Hello sir , it says in the book that the I/G , G/L bits are in the first octet, bits #46 and # 47 , i belive they are #40 and #41 , though in the wikipedia site it looked like b8 and b7 in the following pic

http://en.wikipedia.org/wiki/Image:MAC-48_Address.svg


from wikipedia by a network administrator, overriding the burned-in address. Locally administered addresses do not contain OUIs.
Universally administered and locally administered addresses are distinguished by setting the second least significant bit (http://en.wikipedia.org/wiki/Least_significant_bit) of the most significant byte of the address. If the bit is 0, the address is universally administered. If it is 1, the address is locally administered. The bit is 0 in all OUIs. For example, 02-00-00-00-00-01. The most significant byte is 02h. The binary is 00000010 and the second least significant bit is 1. Therefore, it is a locally administered address.[2] (http://en.wikipedia.org/wiki/MAC_address#cite_note-1)

any comments ?

well this may sound really odd but as a matter of fact both wikipedia and Todd are correct. Infact they are the two different representations that mac address has i.e canonical and non canonical

Ok lemme describe em.

canonical form:( this is what wikipedia describes)
what u have see when u type ipconfig \all in the windows command prompt is the canonical form ( normal form as i call it ) in this case the
global/local bits as well as the individual/ group bits are the last 2 bits of the 1st octet of mac address. example below

If mac address is 12:34:56:78:9A:BC then

mac:-------12-------- 34------ 56------- 78 ------- 9A---- BC
canonical:00010010 :00110100 :01010110 :01111000 :10011010:10111100

here the underlined bits are the global/local bits(1) and individual/group(0)

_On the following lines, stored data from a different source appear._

PR #409, opened 2021-04-23
Bug 1952906: Add a few tests to configobserver_test.go

0sewa0:
Adds a few extra tests for the configoberver

## Categories

- [ ] Bugfix
- [ ]Enhancement
- [ ] Backporting

## Sample archive

- no change

## Documentation

- no change

## Unit Tests

- see `pkg/config/configobserver/configobserver_test.go`

## Privacy

### DIFF
--- a/pkg/config/configobserver/configobserver_test.go
+++ b/pkg/config/configobserver/configobserver_test.go
@@ -19,6 +19,7 @@ import (
 	clienttesting "k8s.io/client-go/testing"
 )
 
+//nolint: lll, funlen
 func Test_ConfigObserver_ChangeSupportConfig(t *testing.T) {
 	var cases = []struct {
 		name      string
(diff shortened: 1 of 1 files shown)


rluders (changes requested):
Shouldn't const, vars, and structs be defined at the beginning of the file?

0sewa0:
the CI fails because of the CI's golang version doesn't match the golang version used for IO and the unit-test I added has a behavior that is different on the two versions. (CI: 1.14 -- go.mod: 1.16) the error has to do with the way an `error`  is converted to `string`

pkg/config/configobserver/configobserver_test.go
```diff
@@ -40,6 +41,50 @@ func Test_ConfigObserver_ChangeSupportConfig(t *testing.T) {
...
+			config: map[string]*corev1.Secret{
+				pullSecretKey: {Data: map[string][]byte{
+					".dockerconfigjson": nil,
+				}},
+				supportKey: {Data: map[string][]byte{
+					"reportPullingDelay": []byte("every second"),
+				}},
+			},
+			expConfig: &config.Controller{}, // it only produces a warning in the log
+		},
```
tremes, line 87: It looks like we have this one twice.

tremes: Should it be for `reportPullingTimeout` ?

pkg/config/configobserver/configobserver_test.go
```diff
@@ -97,6 +180,62 @@ func Test_ConfigObserver_ChangeSupportConfig(t *testing.T) {
...
+	// 2. config update
+	err = c.retrieveConfig(context.TODO())
+	if err != nil {
+		t.Fatalf("Unexpected error %s", err)
+	}
+	// Check if unsubscribe worked. ie: no new event on the channel
+	if len(configCh) != 1 {
+		t.Fatalf("The closing function failed to unsubscribe from the config change event. len(configCh)==%d", len(configCh))
+	}
+}
```
tremes, line 237: What about to do this test in similar fashion (declaring the testcases and iterating over them) as the above test? There are two cases (if I am not mistaken) and the code looks repeating.

pkg/config/configobserver/configobserver_test.go
0sewa0: yep, nice catch :)

pkg/config/configobserver/configobserver_test.go
0sewa0: I wanted to test the scenario:
1. Subscribe to config changes
2. Config change happens ==> Event received
3. Unsubscribe from config changes
4. Config change happens ==> Event NOT received

And yeah I could probably test these in 2 iterations, but I personally don't like the "declaring the testcases and iterating over them" for few test cases (<4 or so), its too messy for a small gain. 

Also I feel that in this case having these steps happen on the same config.Controller is more "realistic".

tremes: Fair points. Yeah I don't like the repeating code, but it's not that catastrophic in this case and in the end it's only test....

pkg/config/configobserver/configobserver_test.go
```diff
@@ -19,6 +19,17 @@ import (
 	clienttesting "k8s.io/client-go/testing"
 )
 
+type kubeClientResponder struct {
+	clsetfake.Clientset
+}
+
+var _ kubernetes.Interface = (*kubeClientResponder)(nil)
```
tremes, line 26: I think we can remove this line right

tremes:
Verified :), reviewed... :) 
/lgtm

PR #411, opened 2021-04-26
Bug 1953743: Correctly detect workload shapes when gathering instead of only detecting the first match

smarterclayton:
The find algorithm was returning no match unless the first shape
matched, which caused us to not collapse shapes correctly.

## Categories

- [X] Bugfix
- [ ] Enhancement
- [ ] Backporting


smarterclayton:
@0sewa0 PTAL

0sewa0:
@smarterclayton there is another PR with this change and its going through the last CI tests: https://github.com/openshift/insights-operator/pull/407

Issue #417, opened 2021-04-30
Pull Insights report retry mechanism is broken


joselsegura:
When Insights Operator uploads a new archive, it waits for a configured amount of time and then starts to retrieve the report generated by the Insights Results Smart Proxy service.

If something goes wrong, it should be a retry mechanism that allow IO to try again after some time, but it doesn't work properly with some errors.

For example, if the Smart Proxy service returns a 404 (which is something very usual after the first archive upload), the retry mechanism doesn't try to get it again after some time. (The error is very likely to be in this code block: https://github.com/openshift/insights-operator/blob/7c60684c556da795663c602e618ae4bf7ed6621e/pkg/insights/insightsreport/insightsreport.go#L93).

This problem is impacting users, as they won't be able to see Insights results for their clusters in the OCP WebConsole until the second archive is uploaded

tremes:
This issue can be closed, but it looks like I am not able to do that...... :-/

joselsegura:
I cannot assign it to you, but it is already reviewed, resolved and merged, so I'll close it.

TYVM!

PR #418, opened 2021-05-03
Bug 1958759: #417 insights report - add basic retry logic in case of 404

tremes:
This is adding retry logic for the insights report pulling - addressing https://github.com/openshift/insights-operator/issues/417 and also updating Policy API version to v1.

## Categories

- [X] Bugfix
- [ ] Enhancement
- [ ] Backporting

## Sample archive

No new data

## Documentation

No update

## Unit Tests

No new test

## Privacy

## References

### DIFF
--- a/pkg/insights/insightsreport/insightsreport.go
+++ b/pkg/insights/insightsreport/insightsreport.go
@@ -165,14 +165,13 @@ func (r *Gatherer) RetrieveReport() {
 			}
 
 			firstPullDone = true
-			if retryCounter < retryThreshold {
-				t := wait.Jitter(config.ReportMinRetryTime, 0.1)
-				klog.Infof("Reseting the delay timer to retry in %s again", t)
-				delayTimer.Reset(t)
-				retryCounter++
-			} else {
+			if retryCounter >= retryThreshold {
 				return
 			}
+			t := wait.Jitter(config.ReportMinRetryTime, 0.1)
+			klog.Infof("Reseting the delay timer to retry in %s again", t)
+			delayTimer.Reset(t)
+			retryCounter++
 		case <-timeoutTimer.C:
 			// timeout, ends
 			if !delayTimer.Stop() {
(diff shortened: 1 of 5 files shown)


pkg/insights/insightsreport/insightsreport.go
```diff
@@ -152,11 +165,14 @@ func (r *Gatherer) RetrieveReport() {
 			}
 
 			firstPullDone = true
-			if !delayTimer.Stop() {
-				<-delayTimer.C
```
tremes, line 156: It's still not clear to me whether we need to call this @joselsegura. This part of code was almost never (with waiting for clusterversion exception) called before AFAIK. 
My thinking is following. We already drained the channel in this moment and thus the `delayTimer.Stop()` returns `false` (see https://golang.org/pkg/time/#Timer.Stop), which leads to blocking call of `<-delayTimer.C`. Maybe it should be:
```
if delayTimer.Stop() {
	<-delayTimer.C
}
```
or maybe I am completely wrong....

joselsegura: TBH I wrote it a long time ago and I'm not 100% sure, but according to the example in the link to Golang `time` library, the `Stop` call will return "false" «if the timer has already expired or been stopped. Stop does not close the channel, to prevent a read from the channel succeeding incorrectly.»

So I think this logic is correct: if `Stop` returns "true", you are done with it. If it returns "false", you need to read from the channel to ensure anybody else is consuming it (if I am understanding the library reference correctly!).

It is probably a very rare corner case, so probably your solution will work much better

tremes: The documentation for `Reset` describes it even better IMO https://golang.org/pkg/time/#Timer.Reset and I think we don't need to call/check `Stop`, because it will always return `false` in this situation, because the timer has already expired (as per doc).

rluders:
It looks pretty straightforward, so just reading the code it looks good.
/lgtm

non canonical form: (this is what Todd describes )

ok now when u r transmitting this address on the network, we start by transmitting the least significant bits first hence on lan the address looks like this

On LAN: 01001000: 00101100 :01101010: 00011110 : 01011001 :00111101

tadaa !!! :eek:

so u c how u have the individual/group bit (0) and the global/local bit (1) coming in first.

so basically what happens is that the least significant bits become the most significant bits while transmitting.

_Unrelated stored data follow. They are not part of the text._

PR #419, opened 2021-05-05
Bug 1958790: Store translation table in a secret

0sewa0:
The anonymizer has a translation-table about the obfuscated IP addresses. As of right now its inaccessible, so this change would store the  translation-table in a `Secret` in the `openshift-insights` namespace.
On the Web UI you can easily find the secrets under `Workloads` -> `Secrets`, the name of the secret is `obfuscation-translation-table`.

## Categories

- [ ] Bugfix
- [ ] Enhancement
- [ ] Backporting

## Sample archive

- no

## Documentation

- Added docstrings, user facing documentation is a separate task.

## Unit Tests

- Added new unit tests to `pkg/anonymization/anonymizer_test.go`

## Privacy

### DIFF
--- a/manifests/03-clusterrole.yaml
+++ b/manifests/03-clusterrole.yaml
@@ -179,7 +179,7 @@ rules:
   verbs:
     - get
     - list
-    - watch 
+    - watch
 - apiGroups:
     - operators.coreos.com
   resources:
@@ -213,6 +213,38 @@ subjects:
 - kind: ServiceAccount
   namespace: openshift-insights
   name: gather
+
+---
+apiVersion: rbac.authorization.k8s.io/v1
+kind: Role
+metadata:
+  name: insights-operator-obfuscation-secret
+  namespace: openshift-insights
+rules:
+- apiGroups:
+  - ""
+  resources:
+  - secrets
+  verbs:
+  - get
+  - list
+  - create
+  - update
+  - delete
+
+---
+apiVersion: rbac.authorization.k8s.io/v1
+kind: RoleBinding
+metadata:
+  name: insights-operator-obfuscation-secret
+  namespace: openshift-insights
+roleRef:
+  kind: Role
+  name: insights-operator-obfuscation-secret
+subjects:
+- kind: ServiceAccount
+  name: gather
+  namespace: openshift-insights
 
 ---
 apiVersion: rbac.authorization.k8s.io/v1
--- a/pkg/anonymization/anonymizer.go
+++ b/pkg/anonymization/anonymizer.go
@@ -263,8 +263,7 @@ func (anonymizer *Anonymizer) ObfuscateIP(ipStr string) string {
 }
 
 // Stores the translation table in a Secret in the openshift-insights namespace.
-// The actual data is stored in the StringData protion of the Secret.
-// Uses the Apply mechanism so it creates the secret if not present or updates it when present.
+// The actual data is stored in the StringData portion of the Secret.
 func (anonymizer *Anonymizer) StoreTranslationTable() *corev1.Secret {
 	if len(anonymizer.translationTable) == 0 {
 		return nil
--- a/pkg/anonymization/anonymizer.go
+++ b/pkg/anonymization/anonymizer.go
@@ -58,6 +58,7 @@ var (
 	TranslationTableSecretName = "obfuscation-translation-table" //nolint: gosec
 	secretAPIVersion           = "v1"
 	secretKind                 = "Secret"
+	secretNamespace            = "openshift-insights"
 )
 
 type subnetInformation struct {
@@ -135,7 +136,7 @@ func NewAnonymizerFromConfigClient(
 		return nil, err
 	}
 
-	secretsClient := kubeClient.CoreV1().Secrets("openshift-insights")
+	secretsClient := kubeClient.CoreV1().Secrets(secretNamespace)
 
 	if installConfig, exists := clusterConfigV1.Data["install-config"]; exists {
 		networkRegex := regexp.MustCompile(Ipv4NetworkRegex)
@@ -263,6 +264,9 @@ func (anonymizer *Anonymizer) ObfuscateIP(ipStr string) string {
 	return "::"
 }
 
+// Stores the translation table in a Secret in the openshift-insights namespace.
+// The actual data is stored in the StringData protion of the Secret.
+// Uses the Apply mechanism so it creates the secret if not present or updates it when present.
 func (anonymizer *Anonymizer) StoreTranslationTable() *corev1.Secret {
 	if len(anonymizer.translationTable) == 0 {
 		return nil
@@ -290,9 +294,11 @@ func (anonymizer *Anonymizer) StoreTranslationTable() *corev1.Secret {
 		klog.Errorf("Failed to create/update the translation table secret. err: %s", err)
 		return nil
 	}
+	klog.V(3).Infof("Created/Updated %s secret in %s namespace", TranslationTableSecretName, secretNamespace)
 	return result
 }
 
+// Resets the translation table, so that the translation table of multiple gathers wont mix toghater.
 func (anonymizer *Anonymizer) ResetTranslationTable() {
 	anonymizer.translationTable = make(map[string]string)
 }
--- a/pkg/anonymization/anonymizer.go
+++ b/pkg/anonymization/anonymizer.go
@@ -55,7 +55,7 @@ const (
 )
 
 var (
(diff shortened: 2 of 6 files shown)


pkg/anonymization/anonymizer.go
```diff
@@ -49,6 +53,12 @@ const (
 		"some data won't be anonymized(ipv4 and cluster base domain). The error is %v"
 )
 
+var (
+	TranslationTableSecretName = "translation"
```
Sergey1011010, line 57: I'd name it more precisely, something like obfuscation-translation-table or whatever

pkg/anonymization/anonymizer.go
```diff
@@ -231,6 +245,39 @@ func (anonymizer *Anonymizer) ObfuscateIP(ipStr string) string {
...
+	}
+
+	applyOptions := metav1.ApplyOptions{
+		Force:        true,
+		FieldManager: "insights-operator",
+	}
+
+	result, err := anonymizer.secretsClient.Apply(context.TODO(), secret, applyOptions)
+	if err != nil {
+		klog.Errorf("Failed to create/update the translation table secret. err: %s", err)
```
Sergey1011010, line 272: Is the result still valid if an error happened?

pkg/anonymization/anonymizer.go
```diff
@@ -231,6 +245,39 @@ func (anonymizer *Anonymizer) ObfuscateIP(ipStr string) string {
 	return "::"
 }
 
+func (anonymizer *Anonymizer) StoreTranslationTable() *corev1.Secret {
+	if len(anonymizer.translationTable) == 0 {
+		return nil
+	}
+	defer anonymizer.ResetTranslationTable()
```
Sergey1011010, line 252: Why do we need to reset it btw?

Sergey1011010:
Looks great, would be fine to have a simple test of the behaviour, but up to you

pkg/anonymization/anonymizer.go
0sewa0: so that only the latest archive's IPs are present in it. Maybe its not clear for me how the anonymizer uses the translation tables, as I understand it we never prune the translation table, we just check if an IP is already in it so theoretically the translation table constantly grows even if some IPs in it are not used anymore.

pkg/anonymization/anonymizer.go
0sewa0: it returns the secret you wanted to create, which is not really useful in our case, so I will just return `nil`

pkg/anonymization/anonymizer.go
```diff
@@ -49,6 +53,13 @@ const (
 		"some data won't be anonymized(ipv4 and cluster base domain). The error is %v"
 )
 
+var (
+	TranslationTableSecretName = "obfuscation-translation-table" //nolint: gosec
```
tremes, line 57: Is there need to export this variable?

pkg/anonymization/anonymizer.go
```diff
@@ -231,6 +246,45 @@ func (anonymizer *Anonymizer) ObfuscateIP(ipStr string) string {
...
+func (anonymizer *Anonymizer) StoreTranslationTable() *corev1.Secret {
+	if len(anonymizer.translationTable) == 0 {
+		return nil
+	}
+	defer anonymizer.ResetTranslationTable()
+
+	secret := &applycorev1.SecretApplyConfiguration{
+		TypeMetaApplyConfiguration: applymetav1.TypeMetaApplyConfiguration{
+			Kind:       &secretKind,
+			APIVersion: &secretAPIVersion,
```
tremes, line 261: Is this required pls? It doesn't seem right to hardcode the API version.....

0sewa0: Yes
```
Failed to create/update the translation table secret. err: Incorrect version specified in apply patch. Specified patch version: , expected: v1
```

We already hardcode API version in the `mainfests`, and IMO we should just update the API version on the fly

pkg/anonymization/anonymizer.go
```diff
@@ -231,6 +246,45 @@ func (anonymizer *Anonymizer) ObfuscateIP(ipStr string) string {
...
+	result, err := anonymizer.secretsClient.Apply(context.TODO(), secret, applyOptions)
+	if err != nil {
+		klog.Errorf("Failed to create/update the translation table secret. err: %s", err)
+		return nil
+	}
+	klog.V(3).Infof("Created/Updated %s secret in %s namespace", TranslationTableSecretName, secretNamespace)
+	return result
+}
+
+// Resets the translation table, so that the translation table of multiple gathers wont mix toghater.
```
Sergey1011010, line 283: They would actually mix now. Just tested by faking the translation table right before saving and got all the previous values in the secret and my fake ones.

0sewa0: Nice catch, I replaced the `apply` with a `delete` and `create`, it should fix this issue.

pkg/gather/gather_test.go
```diff
@@ -182,7 +182,7 @@ func Test_StartGatheringConcurrently(t *testing.T) {
 		},
 	})
 
-	resultsChan, err = startGatheringConcurrently(context.Background(), gatherer, []string{
+	resultsChan, _ = startGatheringConcurrently(context.Background(), gatherer, []string{
```
Sergey1011010, line 185: It's better to add assert.NoError instead of ignoring it

pkg/gather/gather_test.go
```diff
@@ -41,7 +41,7 @@ func Test_GetListOfEnabledFunctionForGatherer(t *testing.T) {
 	assert.False(t, all)
 	assert.Empty(t, functions)
 
-	all, functions = getListOfEnabledFunctionForGatherer("", list)
+	_, functions = getListOfEnabledFunctionForGatherer("", list)
```
Sergey1011010, line 44: I guess it should be assert.False(t, all)

Sergey1011010:
Just tested and it doesn't work anymore 
```
E0519 10:34:25.607470   13606 anonymizer.go:296] Failed to create the translation table secret. err: secrets is forbidden: User "system:serviceaccount:openshift-insights:gather" cannot create resource "secrets" in API group "" in the namespace "openshift-insights"
```
Looks like it's because of this change https://github.com/openshift/insights-operator/pull/424 which makes obfuscation initialize using gather serviceaccount instead of operator. So looks like you need to create secret client from a different kubeconfig from pkg/controller/gather_job.go and pkg/controller/operator.go, the one with operator service account.

0sewa0:
@Sergey1011010 I think giving the `gather` service account the permission to create/delete secrets in the `openshift-insights` namespace is simpler, WDYT ?

Sergey1011010:
@0sewa0 well, you can just pass another config to anonymization and use it for secrets client, and also `gather` service account probably shouldn't have it. It seems like it should only have all the read only permissions for gathering.

manifests/03-clusterrole.yaml
```diff
@@ -214,6 +214,46 @@ subjects:
...
+  - ""
+  resources:
+  - secrets
+  resourceNames:
+  - ""
+  verbs:
+  - get
+  - create
+  - update
+  - delete
```
tremes, line 238: Can't we use the existing role https://github.com/openshift/insights-operator/blob/master/manifests/03-clusterrole.yaml#L274 and just extend its rules (to be able to work with secrets)?

pkg/anonymization/anonymizer.go
```diff
@@ -249,6 +262,49 @@ func (anonymizer *Anonymizer) ObfuscateIP(ipStr string) string {
 	return "::"
 }
 
+// Stores the translation table in a Secret in the openshift-insights namespace.
+// The actual data is stored in the StringData protion of the Secret.
```
tremes, line 266: `protion` typo

pkg/anonymization/anonymizer.go
```diff
@@ -249,6 +262,49 @@ func (anonymizer *Anonymizer) ObfuscateIP(ipStr string) string {
...
+// Uses the Apply mechanism so it creates the secret if not present or updates it when present.
```
tremes, line 267: This doesn't seem to be true anymore

manifests/03-clusterrole.yaml
0sewa0: that is for the operator SA, this is for the gather SA

tremes:
I experimented with this one quite a lot (building custom image and deploying it in the cluster) and I found a new bug, which I am about to open a new PR for.  
/lgtm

still confused :confused: refer RFC 2469

ps: examples have been picked up from the rfc itself.

In either canonical or non-canonical form, the bits in a MAC address seem to be, in the CCNA study guide at least, numbered starting with 0, like below.

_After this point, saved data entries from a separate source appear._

PR #421, opened 2021-05-07
Bug 1961067: Collect full pod log for stack traces

rluders:
This PR adds the capability to collect full container logs if the partial log contains possible stack traces.

## Categories

- [ ] Bugfix
- [X] Enhancement
- [ ] Backporting

## Sample archive

None.

## Documentation

None.

## Unit Tests

- `pkg/gatherers/clusterconfig/operators_pods_and_events_test.go`

## Privacy

## Changelog

None.

## References

https://issues.redhat.com/browse/CCXDEV-4600
https://bugzilla.redhat.com/show_bug.cgi?id=1961067

### DIFF
--- a/pkg/gatherers/clusterconfig/const.go
+++ b/pkg/gatherers/clusterconfig/const.go
@@ -21,6 +21,8 @@ var (
 	registryScheme = runtime.NewScheme()
 	// logTailLines sets maximum number of lines to fetch from pod logs
 	logTailLines = int64(100)
+	// logTailLinesLong sets the maximum number of lines to fetch from long pod logs
+	logTailLinesLong = int64(400)
 
 	defaultNamespaces           = []string{"default", "kube-system", "kube-public"}
 	datahubGroupVersionResource = schema.GroupVersionResource{
--- a/pkg/gatherers/clusterconfig/operators_pods_and_events.go
+++ b/pkg/gatherers/clusterconfig/operators_pods_and_events.go
@@ -5,6 +5,7 @@ import (
 	"context"
 	"fmt"
 	"io"
+	"regexp"
 	"sort"
 	"strings"
 	"time"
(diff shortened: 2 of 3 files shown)


pkg/gather/clusterconfig/operators_pods_and_events.go
```diff
@@ -250,33 +255,75 @@ func getContainerLogs(ctx context.Context,
...
+	client corev1client.CoreV1Interface,
+	pod *corev1.Pod,
+	name string,
+	isPrevious bool,
+	buf *bytes.Buffer,
+	bufferSize *int64) (string, error) {
+	if buf == nil {
+		buf = &bytes.Buffer{}
+	}
+	err := fetchPodContainerLog(ctx, client, pod, buf, name, isPrevious, bufferSize)
```
rluders, line 298: Note: I know that this `fetchPodContainerLog` by default uses the `logTailLines` that will block the committed changes to work properly. I didn't change it yet, 'cause I'm exploring some ideas around it. :)

pkg/gather/clusterconfig/operators_pods_and_events.go
```diff
@@ -37,6 +38,9 @@ type CompactedEventList struct {
 	Items []CompactedEvent `json:"items"`
 }
 
+// Used to detect the possible stack trace on logs
+var stackTraceRegex = regexp.MustCompile(`((.*)(/{0,9}){0,9}).([0-9]{0,9})`)
```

47................................................ .................................................. 0
00010010 :00110100 :01010110 :01111000 :10011010:10111100


This seems to be the only way to have the leftmost bits be numbers 46 and 47, rather than 47 and 48.

Are the bits really numbered starting with 0?

Disregard my last post on this thread. Just saw on page 75 and 78 of the study guide that TCP and UDP headers are numbered from bit 0 to bit 31. I guess beginning with bit 0 is the convention for headers in general. Just didn't realize.